America is at a cross-roads. We are either the nation the Founding Fathers imagined or we’re morphing into an impotent Europe II. What will it be? Average Americans should be the “deciders” not Leftist special interest organizations that have the Mainstream Media in their hip pockets. The Tea Party movement is a start.


Matt Lewis talks about the outrage fueling the Tea Party movement and the liberal left’s odd two step of dismissing it as irrelevant and seeking to interfere at the same time:

In fact, it looks like liberals are taking this far more seriously than they are letting on. Furthermore, their underground efforts to disrupt the Tea Parties may even be a tacit endorsement of their effectiveness. Michelle Malkin noted that, “the tax-subsidized and Soros-subsidized troops are going to try and wreak havoc every way they can. Many readers and fellow bloggers have seen signs that ACORN may send in ringers and saboteurs”.

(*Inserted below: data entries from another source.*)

PR #1284, opened 2024-03-13
inherent gpio methods

burrbull:
See https://github.com/esp-rs/esp-hal/pull/1273#issuecomment-1995219928

### DIFF
--- a/esp-hal/CHANGELOG.md
+++ b/esp-hal/CHANGELOG.md
@@ -16,6 +16,7 @@ and this project adheres to [Semantic Versioning](https://semver.org/spec/v2.0.0
 - Added async support for TWAI (#1320)
 - Add TWAI support for ESP32-C6 (#1323)
 - `GpioPin::steal` unsafe API (#1363)
+- Inherent implementions of GPIO pin `set_low`, `is_low`, etc.
 
 ### Fixed
 
--- a/esp-hal/src/gpio.rs
+++ b/esp-hal/src/gpio.rs
@@ -542,68 +542,37 @@ pub struct GpioPin<MODE, const GPIONUM: u8> {
     _mode: PhantomData<MODE>,
 }
 
-#[cfg(feature = "embedded-hal-02")]
-impl<MODE, const GPIONUM: u8> embedded_hal_02::digital::v2::InputPin
-    for GpioPin<Input<MODE>, GPIONUM>
+impl<MODE, const GPIONUM: u8> GpioPin<Input<MODE>, GPIONUM>
 where
     Self: GpioProperties,
 {
-    type Error = core::convert::Infallible;
-    fn is_high(&self) -> Result<bool, Self::Error> {
-        Ok(<Self as GpioProperties>::Bank::read_input() & (1 << (GPIONUM % 32)) != 0)
+    /// Is the input pin high?
+    #[inline]
+    pub fn is_high(&self) -> bool {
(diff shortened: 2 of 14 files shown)


jessebraham:
Thanks for the PR.

We're still discussing what we're going to do regarding the various `embedded-hal` traits, so I'm hesitant to start refactoring our drivers specifically to accommodate them. Assuming that `embedded-hal-compat` gets updated, I'm leaning towards dropping the `embedded-hal@0.2.x` trait implementations entirely, though there still needs to be some discussion surrounding this.

I think given our current implementations that this PR is completely reasonable, however I think I would prefer to come to a decision regarding `embedded-hal` before committing to refactoring a bunch of drivers.

MabezDev:
Maybe we could split this PR into two bits, the inherent infallible methods on the GPIO structs and the eh trait refactoring? Imo the inherent infallible methods we can accept now, before figuring out what to do with the traits.

bjoernQ:
I like the idea of putting the hal implementations into modules

burrbull:
Rebased.

jessebraham:
> I like the idea of putting the hal implementations into modules

I very much don't, but guess I won't be too stubborn about it. I'd like some guarantee that _all_ of the other modules implementing these traits will be updated, because otherwise I have a feeling I will have to do this myself.

bjoernQ:
> I like the idea of putting the hal implementations into modules

I personally like to have it in modules - I don't like to have it in different files t.b.h.

jessebraham:
> Is problem in `mod`'s or different files?

At the end of the day it's largely just a matter of consistency, I guess my personal preferences don't matter as much (I seem to be in the minority as is often the case, anyway).

I've been putting a lot of work into trying to make our code base more consistent (this is still ongoing), and this feels like a step backwards unless these changes are made for _all_ applicable modules. I think it's reasonable for contributors to expect our drivers to be structured in similar ways, and I can see having only one or two driver like this causing confusion (or, we'll have to explain to contributors constantly what is expected in this regard).

Given the above, it follows that we should also split out modules for all other third-party trait packages, and this seems tedious and like a lot of work for essentially zero tangible gain.

But, I won't argue any more about this I suppose. Just my $0.02

burrbull:
Is now better?

MabezDev (approved):
From my perspective, this LGTM. I'm a big fan of the infallible inherent methods, and I'm indifferent about the module layout, though I think cfg gated modules in the same file is a nice compromise between the two approaches.

bjoernQ (approved):
LGTM

examples/src/bin/ledc.rs
```diff
@@ -30,7 +30,7 @@ fn main() -> ! {
     let clocks = ClockControl::boot_defaults(system.clock_control).freeze();
 
     let io = IO::new(peripherals.GPIO, peripherals.IO_MUX);
-    let led = io.pins.gpio0.into_push_pull_output();
+    let led = io.pins.gpio8.into_push_pull_output();
```
MabezDev, line 33: Did you mean to change these pins?

MabezDev (changes requested):

examples/src/bin/ledc.rs
burrbull: No. Sorry. Fixed.

MabezDev (approved):
Thanks!

PR #1287, opened 2024-03-14
Add ETM support for general purpose timers

### LINKED ISSUE #1274: Add ETM tasks and events for timers
I'd be happy to contribute implementing ETM tasks and events for timers. I've got a personal project going on an esp32-c6 dev kit for which I'd like to experiment with timers ETM.

As far as my seach has gone, I couldn't find such implementation in the HAL yet.

sisoteuz:
Implement Event Task Matrix functions for general purpose timers. ETM is only available for `esp32-c6` and `esp32-h2` chips. 

Closes #1274 

### Must

- [x] All examples work.
- [x] `cargo fmt` was run.

### Nice to have


sisoteuz:
I will explore using macros to generate code for each timer instead of introducing this `const G: u8` parameter on the different traits like I did in this draft.

bjoernQ:
Thanks for working on this!

I'd say introducing the const generic is something we'd like to avoid.

One solution might be to add a function like `fn id() -> u8;` to the `TimerGroupInstance` trait and implement the function for TIMG0/TIMG1 to return 0 or 1. The compiler should optimize all that away so it won't introduce runtime cost

Not sure if that's expected (since it's a draft PR) but the example doesn't work for me, yet.

sisoteuz:
> One solution might be to add a function like `fn id() -> u8;` to the `TimerGroupInstance` trait and implement the function for TIMG0/TIMG1 to return 0 or 1. The compiler should optimize all that away so it won't introduce runtime cost

I actually started with doing that and ditching it because I was aiming to introduce no extra runtime cost. But seems it’s fine so I’ll definitely give it a go. Thanks for the suggestion !

> Not sure if that's expected (since it's a draft PR) but the example doesn't work for me, yet.

I will double check as I tested late last night on my dev board, might very well be that I missed something.

sisoteuz:
I can confirm that the implementation is working on my esp32-c6 board with the example `etm_timer.rs`. The examples sets up ETM channel 0 to stop `Timer0` on alarm that we configure to trigger after 100ms the counter starts.

The output is as below : 
```shell
counter in interrupt: 10    # Alarm triggered the interrupt after 100ms and reset the counter (default behaviour)
counter in main: 10         # Counter got stopped by ETM (new feature)
counter in main: 10
counter in main: 10
counter in main: 10
counter in main: 10
counter in main: 10
```

I couldn't test on esp32-h2 as I don't own one. However looking at the technical reference document the ETM tasks and events IDs are the same so in theory it should work.

As an aside, I had to change `Cargo.toml` in `examples` to see the output (I did not commit these changes). Not sure that's the best way but without that the `esp_println::println!` macro wouldn't work.

```diff
@@ -25,7 +25,7 @@ esp-alloc           = "0.3.0"
 esp-backtrace       = { version = "0.11.1", features = ["exception-handler", "panic-handler", "println"] }
 esp-hal             = { version = "0.16.0", path = "../esp-hal" }
 esp-hal-smartled    = { version = "0.9.0",  path = "../esp-hal-smartled", optional = true }
-esp-println         = "0.9.1"
+esp-println         = { version = "0.9.1", default-features=false } 
 heapless            = "0.8.0"
 hex-literal         = "0.4.1"
 hmac                = { version = "0.12.1", default-features = false }
@@ -44,7 +44,7 @@ usbd-serial         = "0.2.1"
 esp32   = ["esp-hal/esp32",   "esp-backtrace/esp32",   "esp-println/esp32",   "esp-hal-smartled/esp32"]
 esp32c2 = ["esp-hal/esp32c2", "esp-backtrace/esp32c2", "esp-println/esp32c2"]
 esp32c3 = ["esp-hal/esp32c3", "esp-backtrace/esp32c3", "esp-println/esp32c3", "esp-hal-smartled/esp32c3"]
-esp32c6 = ["esp-hal/esp32c6", "esp-backtrace/esp32c6", "esp-println/esp32c6", "esp-hal-smartled/esp32c6"]
+esp32c6 = ["esp-hal/esp32c6", "esp-backtrace/esp32c6", "esp-println/esp32c6", "esp-println/jtag-serial", "esp-hal-smartled/esp32c6"]
 esp32h2 = ["esp-hal/esp32h2", "esp-backtrace/esp32h2", "esp-println/esp32h2", "esp-hal-smartled/esp32h2"]
 esp32p4 = ["esp-hal/esp32p4", "esp-backtrace/esp32p4", "esp-println/esp32p4"]
 esp32s2 = ["esp-hal/esp32s2", "esp-backtrace/esp32s2", "esp-println/esp32s2", "esp-hal-smartled/esp32s2"]
```

bjoernQ:
I tested on ESP32-H2 and it works

For the delay: there were some changes lately - probably easiest would be to use `delay_millis` instead of `delay_ms`

Otherwise looks good to me

sisoteuz:
> For the delay: there were some changes lately - probably easiest would be to use `delay_millis` instead of `delay_ms`

Thanks that fixed the issue. I moved the PR to ready for review.

jessebraham (approved):
Thanks for the contribution, this LGTM!

@bjoernQ is more familiar with this particular peripheral, so I will wait for him to give this his stamp of approval as well.

sisoteuz:
Thanks ! I had a blast making this contribution.

bjoernQ (approved):
LGTM - Thanks for your contribution!

PR #1290, opened 2024-03-14
Create safe wrappers for some ROM functions in the `rom` module

jessebraham:
The idea here is basically to provide consistent APIs (as consistent as possible, as least) for our ROM functions, contained within the `rom` module. Rather than having a bunch of externs and unsafe blocks throughout our drivers, we can simply define safe wrappers within this module.

There are still some lingering `extern "C" {}` blocks in the code base, but they're generally pretty specific to a peripheral and chip, so I've left them for now.

(Some unrelated cleanup got mixed in here, sorry for the noise)

### DIFF
--- a/esp-hal/src/rtc_cntl/mod.rs
+++ b/esp-hal/src/rtc_cntl/mod.rs
@@ -107,14 +107,6 @@ pub(crate) mod rtc;
 #[cfg(any(esp32c6, esp32h2))]
 pub use rtc::RtcClock;
 
-extern "C" {
-    #[allow(dead_code)]
-    fn ets_delay_us(us: u32);
-    fn rtc_get_reset_reason(cpu_num: u32) -> u32;
-    pub fn software_reset_cpu();
-    pub fn software_reset();
-}
-
 #[cfg(not(any(esp32c6, esp32h2)))]
 #[allow(unused)]
 #[derive(Debug, Clone, Copy)]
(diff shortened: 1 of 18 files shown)


MabezDev (changes requested):
Whilst you're touching these pieces, could you fix the transmute in esp32s3's CPU control?

We transmute an address to call `ets_set_appcpu_boot_addr` - we should just put this in the rom-functions.x linker script instead.

esp-hal/src/rtc_cntl/mod.rs
```diff
@@ -424,9 +414,9 @@ impl RtcClock {
                     .ck8m_force_pu()
                     .bit(matches!(slow_freq, RtcSlowClock::RtcSlowClock8mD256))
             });
-
-            ets_delay_us(300u32);
         };
+
+        crate::rom::ets_delay_us(300u32);
```
SergioGasquez, line 419:
```suggestion
        crate::rom::ets_delay_us(300);
```
It does not add any value unless Im missing something.

esp-hal/src/rtc_cntl/mod.rs
```diff
@@ -440,9 +430,9 @@ impl RtcClock {
                     RtcFastClock::RtcFastClockXtalD4 => false,
                 })
             });
-
-            ets_delay_us(3u32);
         };
+
+        crate::rom::ets_delay_us(3u32);
```
SergioGasquez, line 435:
```suggestion
        crate::rom::ets_delay_us(3);
```

SergioGasquez (approved):
LGTM! Much cleaner this way. I left 2 suggestion that can totally be ignored.

jessebraham:
@SergioGasquez thanks, but there is so much cleanup that needs to be done in some of these modules I'm not going to worry about that stuff right now 😁

MabezDev (approved):
Thanks!

PR #1291, opened 2024-03-14
Correct doc comment regarding effective measurement range of ADC for given attentuations

### LINKED ISSUE #1229: Incorrect comment about measurement ranges for ADC
According to the comments on the [Attenuation enum](https://github.com/esp-rs/esp-hal/blob/bfb530d3a3d1ef60c175e2687df9bd3241092a25/esp-hal/src/analog/adc/mod.rs#L33) for setting an ADC, the maximum range I should be getting with `Attenuation11dB` is `0-2600mV`. However, this does not line up with the datasheet (i.e. of the esp32c6), and testing with a variable power supply, I am getting values of up to 3300mV (as expected) on an ESP32-C6. 

See also the relevant section in the datasheet of the C6:
image

Maybe this was written with a different SoC? Are the measurement ranges different per SoC?

jessebraham:
Closes #1229

### DIFF
--- a/esp-hal/src/analog/adc/mod.rs
+++ b/esp-hal/src/analog/adc/mod.rs
@@ -29,17 +29,21 @@ pub use self::implementation::*;
 mod implementation;
 
 /// The attenuation of the ADC pin.
+///
+/// The effective measurement range for a given attuenation is dependent on the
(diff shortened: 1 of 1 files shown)


bjoernQ (approved):
LGTM

MabezDev (approved):

PR #1293, opened 2024-03-14
optimize ADC::read and add ADC::read_blocking

dimpolo:
ESP32S2 and ESP32S3 only for now
* skip checking attenuations, if we have a pin the attenuation is set
* skip redundant calls to ADCI::set_init_code
* add read_blocking method


jessebraham:
Sorry for the delay in getting to this. If you don't remind rebasing I think this looks pretty good at first glance, I can do some testing once that's done.

dimpolo:
No worries, rebase done

jessebraham (approved):
LGTM, thank you for this!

But one reason there is reason for liberals to fear this spontaneous movement is that, for years, the nature of conservatism to be a chaotic movement (in the sense that conservatives are guided by an “invisible hand” as opposed to following appointed “leaders”) has been a political detriment. The good news is that technology has finally arrived at a point where this independent nature is no longer a liability.

I think Matt is right. At one time, the fact that conservatives tended to be working, spread out and difficult to organize because, well, they have lives, has changed thanks to technology.

Also, I think that everyone–both elected officials (Republicans included) and the Left–is underestimating the fury. Yes. Fury. Moral outrage is mild. When my Aunt and Uncle at age 70 know about the Tea Party and are going into Chicago to attend and protest, the sentiment has reached the bottom of the grassroots. My Aunt and Uncle don’t read my blog. They are barely computer literate. But they get email and they know all about the Tea Party and they’ll be there. I was shocked, frankly, at their anger and involvement.

Underestimate this movement to your own demise. And every elected Republican should have his or her ass at the Tea Party. Don’t expect to speak. Just be there and absorb. Listen to your constituents and keep your yappers shut. Right now, you have no credibility. That includes you, Newt. People are sick and tired of hearing talk and ideas and then having the government get bigger, take more and just generally acting irresponsible.